Twitter: It’s not journalism, but not going away

Raymond Snoddy

Raymond Snoddy: “This hack of a certain age finally got it on May 21st 2009 with the help of a digitally literate son… One thousand, two hundred and twenty two tweets later…”

There are still Twitter deniers but it is time to acknowledge Twitter as the communications phenomenon of the modern world.

Last month Twitter passed a number of remarkable milestones – a fifth birthday celebration, more than 200 million users and around 1 billion of the 140 character messages now being sent every week.

Everyone, apart of course from those Twitter deniers, has got their own Twitter history. This hack of a certain age finally got it on May 21st 2009 with the help of a digitally literate son.

The first Tweet went: “Question? How come nobody has been fired at The Times for turning down the scoop of the decade? Could it be the culprit was James Murdoch?”

The scoop of the decade involved was the MP’s expenses scandal, a story that was first offered to The Times which turned it down before finally ending up at the Daily Telegraph.

Alas the answer to the question is still unknown although you never know because no-one ever did get fired – at least for that spectacular error of judgement. The decision, we can still deduce, must have been cleared by someone very senior in the organisation.

One thousand, two hundred and twenty two tweets later – most of them to do with observations about the media – and curiously the latest this morning (Wed) is also about The Times. A little bit of praise for the paper for giving a perfectly respectable page five lead to the alleged misdeeds of News of the World journalists as the phone hacking scandal gathers pace.

Cynics said in advance that it would be fun to watch how News International titles buried the story or perhaps ignored it altogether.
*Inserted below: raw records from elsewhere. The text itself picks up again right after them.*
Issue #9473, opened 2023-10-16
[css-syntax-3] The `+` in `<an+b>` confuses parsing tools


tidoust:
The [`<an+b>` type](https://drafts.csswg.org/css-syntax-3/#the-anb-type) is defined with a production rule that starts with `<an+b> = ...`. This type is now referenced from the definition of [`:nth()`](https://drafts.csswg.org/css-gcpm/#selectordef-nth) in the CSS Generated Content for Paged Media Module.

Problem is that the `+` confuses grammar parsers, including [CSSTree](https://github.com/csstree/csstree/issues/263) and the highlighting mechanism in Bikeshed (which creates a link to the definition of `+`), as they parse `+` as a [component value multiplier](https://drafts.csswg.org/css-values-3/#component-multipliers).

The [Value Syntax Definition](https://drafts.csswg.org/css-values-3/#component-types) is not entirely clear about what characters can be used to define basic data types between `<` and `>` but it says:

The Sun was more true to form with a mere 61 words in a single column on page 2 and there was no room to mention that the Sun is a sister paper of the News of the World.

The achievements of Twitter and the rest of the digital media and their impact on the traditional world are brought together in a new book published yesterday: The Internet and Journalism Today – Face The Future.

In it, co-editor John Mair of Coventry University sets out his stall for all media organisations when he argues that “the status quo is on shifting sands; sticking to print or linear broadcasting is not an alternative in 2011. Like it or not, you have to face the future as a publisher, journalist, journalism educator or student.”

Alan Rusbridger, editor-in-chief of The Guardian and The Observer calls his contribution: “If you want to find out where (most) things happen first – go to Twitter.”

The bugbear of Rusbridger’s life are the people who still say that they just can’t stand Twitter and all that “inane stuff about what twits are having for breakfast.”

It may have started out like that, and there may even be a few breakfast fanatics still around but the more important reality is that Twitter has turned into “a highly effective way of spreading ideas, information and content.”

There is little doubt that when the final record is in Twitter and Facebook will be shown to have played a key role, alongside 24-hour television news, in mobilising the sudden outbursts of civil unrest and social revolutions in recent months in North Africa.

And forget about the limited 140-character scale of the tweets – they are often just the teaser linking in to much richer content elsewhere.

For the Guardian editor Twitter is a great reporting tool for searching for information and drawing on “the wisdom of crowds.”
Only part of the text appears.